*** Begin section ***

PR #3, opened 2021-01-19
Generic types

MilesCranmer:
This converts every `Array{Float32}` into a `AbstractArray{T} ... where {T<:AbstractFloat}`.

Thanks @patrick-kidger for the suggestion and examples!

To-do's remaining:

- [x] Debug if there are any performance changes.
- [x] Are there ways to improve the startup speed? This step seems much slower; perhaps this is inevitable.
- [ ] Add generic types for equation constants.
    - Will do this later; need to check that multiple real types work. Also the user might want different data type to constant type.

Also @ChrisRackauckas, this might be of interest to you since this PR helps open up this package to integration with other SciML packages.

### DIFF
--- a/src/ConstantOptimization.jl
+++ b/src/ConstantOptimization.jl
@@ -3,7 +3,7 @@ using Optim
 # Proxy function for optimization
 function optFunc(x::Vector{ConstantType}, X::AbstractMatrix{T},
                  y::AbstractVector{T}, baseline::T,
-                 tree::Node, options::Options)::T where {T<:AbstractFloat}
+                 tree::Node, options::Options)::T where {T<:Real}
     setConstants(tree, x)
     return scoreFunc(X, y, baseline, tree, options)
 end
@@ -11,7 +11,7 @@ end
 # Use Nelder-Mead to optimize the constants in an equation
 function optimizeConstants(X::AbstractMatrix{T}, y::AbstractVector{T},
                            baseline::T, member::PopMember,
-                           options::Options)::PopMember where {T<:AbstractFloat}
+                           options::Options)::PopMember where {T<:Real}
 
     nconst = countConstants(member.tree)
     if nconst == 0
--- a/src/ConstantOptimization.jl
+++ b/src/ConstantOptimization.jl
@@ -1,19 +1,24 @@
 using Optim
 
 # Proxy function for optimization
-function optFunc(x::Array{Float32, 1}, X::Array{Float32, 2}, y::Array{Float32, 1}, baseline::Float32, tree::Node, options::Options)::Float32
+function optFunc(x::AbstractArray{T, 1}, X::AbstractArray{T, 2},
+                 y::AbstractArray{T, 1}, baseline::T,
+                 tree::Node, options::Options)::Float32 where {T<:AbstractFloat}
     setConstants(tree, x)
     return scoreFunc(X, y, baseline, tree, options)
 end
 
 # Use Nelder-Mead to optimize the constants in an equation
-function optimizeConstants(X::Array{Float32, 2}, y::Array{Float32, 1}, baseline::Float32, member::PopMember, options::Options)::PopMember
+function optimizeConstants(X::AbstractArray{T, 2}, y::AbstractArray{T, 1},
+                           baseline::T, member::PopMember{T},
+                           options::Options)::PopMember{T} where {T<:AbstractFloat}
+
     nconst = countConstants(member.tree)
     if nconst == 0
         return member
     end
     x0 = getConstants(member.tree)
-    f(x::Array{Float32,1})::Float32 = optFunc(x, X, y, baseline, member.tree, options)
+    f(x::AbstractArray{T, 1})::T = optFunc(x, X, y, baseline, member.tree, options)
     if size(x0)[1] == 1
         algorithm = Newton
     else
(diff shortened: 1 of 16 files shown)


src/Equation.jl
```diff
@@ -147,12 +147,12 @@ end
 
 
 # Get all the constants from a tree
-function getConstants(tree::Node)::Array{Float32, 1}
+function getConstants(tree::Node)::AbstractArray{ConstantType, 1}
```
ChrisRackauckas, line 150: It's common to use `T` for the type in this kind of situation.

src/LossFunctions.jl
```diff
@@ -1,45 +1,47 @@
 using Random: randperm
 
 # Sum of square error between two arrays
-function SSE(x::Array{Float32}, y::Array{Float32})::Float32
+function SSE(x::AbstractArray{T}, y::AbstractArray{T})::T where {T<:AbstractFloat}
```
ChrisRackauckas, line 4: `AbstractFloat` seems a little tighter than necessary for a lot of these. If you want to put a bound on it, I think `Real` might be the right level. For example, rational numbers should be fine.

src/MutationFunctions.jl
```diff
@@ -30,8 +30,8 @@ function mutateConstant(
         node = randomNode(tree)
     end
 
-    bottom = 0.1f0
-    maxChange = options.perturbationFactor * T + 1.0f0 + bottom
+    bottom = convert(T, 0.1)
```
ChrisRackauckas, line 33: `0.1` does not have an example Float64 representation, so it might be worthwhile to have this as an exact constant `1//10` which converts to the best representation in the given type. Very minor detail though. IIRC the compiler should specialize on that during method specialization and essentially convert it before runtime.

ChrisRackauckas:
Looks great! I left a few minor comments about generic coding style just because I couldn't help it. For a symbolic package like this it mostly doesn't matter though since I don't know how many people will give you >64bit precision data to do symbolic regression on (though I've found if you've made things generic, the people will come. Neural boundary value problems with quaternions is my favorite example haha).

I think we'll need to find a way to connect this to SymbolicUtils.jl. For reference, ModelingToolkit is splitting out its CAS portions into a Symbolics.jl which is a full "Sympy-like" system. ModelingToolkit itself will then be kept as a system modeling package (in a sense similar to the Modelica language if you're familiar with that). DataDrivenDiffEq.jl's SINDy I think has already refactored to separate out a `symbolic_regression` function (@AlCap23). It's built on the "ModelingToolkit representation" which will shortly become the Symbolics.jl representation when that split occurs. 

Pinging @yingboma @shashi so they are aware of this.

ChrisRackauckas:
> Are there ways to improve the startup speed? This step seems much slower; perhaps this is inevitable.

The only difference might be that it's not precompiling the right dispatches, so you might want to add a SnoopCompile to get that back. I think there's some new tooling that automates this process, though I haven't dug into it quite myself yet.

AlCap23:
Nice! Sorry to dive in here, but I am happy right now :). Feel free to ignore this. Full disclosure, I've peeked into your Python Code some time ago.

I've been working on an implementation of FFX, but some other things slowed that down. The building blocks are somewhat there except for mutation, constraints in terms of the tree and generic optimization routines. If you're interested, I would love to have a chat on slack or per email to discuss your work here and possible use inside DataDriven.

src/Equation.jl
patrick-kidger: I think `ConstantType` is meant here in the sense of a strong type / named type. I don't think `T` would be a very a meaningful name?

ChrisRackauckas: Yeah I noticed later he was using T. I just saw this early and was like, is he using `ConstantType` all the way though? No he didn't, so this can be ignored.

MilesCranmer:
Awesome, thanks very much for the review @ChrisRackauckas!! It is very helpful to know these tips.

I will implement these suggestions.

Sounds good. It would be fantastic to incorporate integration to SymbolicUtils.jl. SymbolicRegression.jl has its own internal data structure for equations---a binary tree with an `enum` type for selecting which operator to use---this makes evaluation of runtime-generated equations very fast with very few memory allocations. I would really like to have converters in both ways for equations - that would enable SymbolicRegression.jl to use things like simplification routines internally, and also enable SymbolicUtils.jl to use the symbolic regression routines here. (I have some basic hand-written simplification strategies but they are extremely limited.)

@AlCap23, that sounds amazing. Let's definitely have a chat!! I would be very interested in working with you on an FFX implementation! My email is miles.cranmer@gmail.com - want to ping me with your email?

Cheers,
Miles

ChrisRackauckas:
I think that it makes sense to use a problem-specific representation here internally for this because of the specific requirements for speed on a growing equation. But indeed, what I was looking for was a way to convert the inputs/outputs across. If that exists, I think everything else falls into place pretty easily.

src/ConstantOptimization.jl
```diff
@@ -1,19 +1,24 @@
 using Optim
 
 # Proxy function for optimization
-function optFunc(x::Array{Float32, 1}, X::Array{Float32, 2}, y::Array{Float32, 1}, baseline::Float32, tree::Node, options::Options)::Float32
+function optFunc(x::Vector{ConstantType}, X::AbstractMatrix{T},
```
patrick-kidger, line 4: I think the `Abstract` has been left off here...

src/ConstantOptimization.jl
```diff
@@ -1,19 +1,24 @@
...
+                           baseline::T, member::PopMember,
+                           options::Options)::PopMember where {T<:Real}
+
     nconst = countConstants(member.tree)
     if nconst == 0
         return member
     end
     x0 = getConstants(member.tree)
-    f(x::Array{Float32,1})::Float32 = optFunc(x, X, y, baseline, member.tree, options)
+    f(x::Vector{ConstantType})::T = optFunc(x, X, y, baseline, member.tree, options)
```
patrick-kidger, line 21: ...and here.

src/ConstantOptimization.jl
MilesCranmer: I think these are okay because these are fixed internal types. I use this vector to get/set the constants in an equation when doing optimization. Thoughts?

MilesCranmer:
Sounds good! I will work on a converter. I think output from SymbolicRegression.jl to SymbolicUtils.jl will be very easy - I just need to run an eval() on `stringTree` after declaring the variables with `@syms`.

Going the other way will be a bit more work but I think is doable.

src/ConstantOptimization.jl
patrick-kidger: If it's all internal then I agree it's probably unimportant.

MilesCranmer:
I don't detect performance changes, so merging this now.

Thanks for taking a look through the changes!

Cheers,
Miles

PR #4, opened 2021-01-19
Symbolic utils converter

MilesCranmer:
@ChrisRackauckas @patrick-kidger @YingboMa @shashi @AlCap23

Here is a first draft of a PR to work on a converter from SymbolicRegression.jl to SymbolicUtils.jl. See `src/InterfaceSymbolicUtils.jl`.

**Edit:** the technique traverses my equation data structure, and constructs a symbolic expression as it goes using a pre-defined list of variables in `SymbolicUtils.jl` syntax.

*** End section ***

**What is being asked**
The number of lines containing "bottom" is all that is wanted; tally them in the data.

**Task answer**
3